Stored dataset items:
========================================

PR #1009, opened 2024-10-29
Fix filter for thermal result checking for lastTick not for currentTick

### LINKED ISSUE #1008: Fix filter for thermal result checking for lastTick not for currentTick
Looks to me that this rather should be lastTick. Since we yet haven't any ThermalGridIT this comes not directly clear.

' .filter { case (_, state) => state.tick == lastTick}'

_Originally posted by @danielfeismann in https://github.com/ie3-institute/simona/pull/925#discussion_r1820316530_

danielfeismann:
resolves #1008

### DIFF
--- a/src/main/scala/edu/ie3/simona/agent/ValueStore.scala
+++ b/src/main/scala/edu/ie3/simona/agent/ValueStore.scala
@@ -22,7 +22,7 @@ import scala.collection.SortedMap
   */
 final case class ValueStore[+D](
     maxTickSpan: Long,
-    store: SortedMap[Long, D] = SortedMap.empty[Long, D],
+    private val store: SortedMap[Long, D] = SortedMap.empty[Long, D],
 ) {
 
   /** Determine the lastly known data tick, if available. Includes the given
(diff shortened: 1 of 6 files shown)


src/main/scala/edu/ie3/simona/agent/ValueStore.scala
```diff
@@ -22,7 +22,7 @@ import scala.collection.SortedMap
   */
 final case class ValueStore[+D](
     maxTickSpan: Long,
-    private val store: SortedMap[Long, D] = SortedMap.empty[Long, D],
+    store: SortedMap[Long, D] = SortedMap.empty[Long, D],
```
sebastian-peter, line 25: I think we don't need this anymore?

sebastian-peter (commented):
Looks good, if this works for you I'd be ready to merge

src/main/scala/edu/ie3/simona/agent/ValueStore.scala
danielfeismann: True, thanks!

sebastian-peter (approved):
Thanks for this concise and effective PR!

========================================

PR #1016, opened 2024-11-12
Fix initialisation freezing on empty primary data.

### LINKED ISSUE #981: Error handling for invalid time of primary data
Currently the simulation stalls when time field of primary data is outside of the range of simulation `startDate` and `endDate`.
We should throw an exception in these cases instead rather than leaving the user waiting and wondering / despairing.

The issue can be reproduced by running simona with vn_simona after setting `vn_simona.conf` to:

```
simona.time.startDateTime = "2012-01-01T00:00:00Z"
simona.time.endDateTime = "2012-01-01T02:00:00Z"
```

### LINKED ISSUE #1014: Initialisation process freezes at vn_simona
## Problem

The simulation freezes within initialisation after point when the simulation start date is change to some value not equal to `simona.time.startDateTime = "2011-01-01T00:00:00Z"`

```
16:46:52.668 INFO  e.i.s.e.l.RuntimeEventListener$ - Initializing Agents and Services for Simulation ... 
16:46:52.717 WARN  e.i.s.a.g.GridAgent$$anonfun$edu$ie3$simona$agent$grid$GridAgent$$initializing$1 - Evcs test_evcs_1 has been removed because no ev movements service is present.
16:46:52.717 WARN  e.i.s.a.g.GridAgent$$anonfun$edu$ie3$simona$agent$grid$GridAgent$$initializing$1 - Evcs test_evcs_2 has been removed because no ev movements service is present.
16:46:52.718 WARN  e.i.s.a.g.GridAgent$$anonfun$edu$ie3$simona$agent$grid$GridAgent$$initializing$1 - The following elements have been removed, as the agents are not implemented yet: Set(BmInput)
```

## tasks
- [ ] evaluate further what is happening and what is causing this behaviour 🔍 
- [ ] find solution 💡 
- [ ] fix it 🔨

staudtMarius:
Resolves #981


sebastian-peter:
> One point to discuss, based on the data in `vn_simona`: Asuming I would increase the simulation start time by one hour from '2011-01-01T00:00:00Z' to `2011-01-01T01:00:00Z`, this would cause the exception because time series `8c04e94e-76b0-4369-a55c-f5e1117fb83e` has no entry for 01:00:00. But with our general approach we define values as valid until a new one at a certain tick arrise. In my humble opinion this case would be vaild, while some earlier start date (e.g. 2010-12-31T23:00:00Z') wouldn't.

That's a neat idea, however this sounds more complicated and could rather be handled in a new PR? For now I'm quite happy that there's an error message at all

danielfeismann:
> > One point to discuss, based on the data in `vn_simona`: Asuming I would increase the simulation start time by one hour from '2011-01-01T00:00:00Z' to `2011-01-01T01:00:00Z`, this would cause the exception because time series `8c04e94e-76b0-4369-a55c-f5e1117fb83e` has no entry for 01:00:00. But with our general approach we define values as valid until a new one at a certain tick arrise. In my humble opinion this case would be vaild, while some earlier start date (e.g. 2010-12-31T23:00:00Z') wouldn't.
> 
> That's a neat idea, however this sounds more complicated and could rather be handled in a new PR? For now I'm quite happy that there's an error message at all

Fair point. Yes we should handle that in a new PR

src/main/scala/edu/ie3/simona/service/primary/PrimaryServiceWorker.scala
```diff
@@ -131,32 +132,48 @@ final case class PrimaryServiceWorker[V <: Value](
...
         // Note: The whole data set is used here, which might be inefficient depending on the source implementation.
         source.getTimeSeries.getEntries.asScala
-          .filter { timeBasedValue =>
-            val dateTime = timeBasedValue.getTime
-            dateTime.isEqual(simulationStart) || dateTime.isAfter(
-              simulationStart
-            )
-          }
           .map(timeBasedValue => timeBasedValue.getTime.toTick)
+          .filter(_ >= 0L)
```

========================================

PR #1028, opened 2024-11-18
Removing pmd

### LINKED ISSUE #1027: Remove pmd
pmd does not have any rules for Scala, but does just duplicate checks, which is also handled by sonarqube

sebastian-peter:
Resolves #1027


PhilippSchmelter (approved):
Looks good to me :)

========================================

Your goal: Out of the data above, give again only the lines starting at the one holding "PR #1009, opened 2024-10-29" and ending at the one holding "### LINKED ISSUE #1008: Fix", unchanged.

Task answer:
PR #1009, opened 2024-10-29
Fix filter for thermal result checking for lastTick not for currentTick

### LINKED ISSUE #1008: Fix filter for thermal result checking for lastTick not for currentTick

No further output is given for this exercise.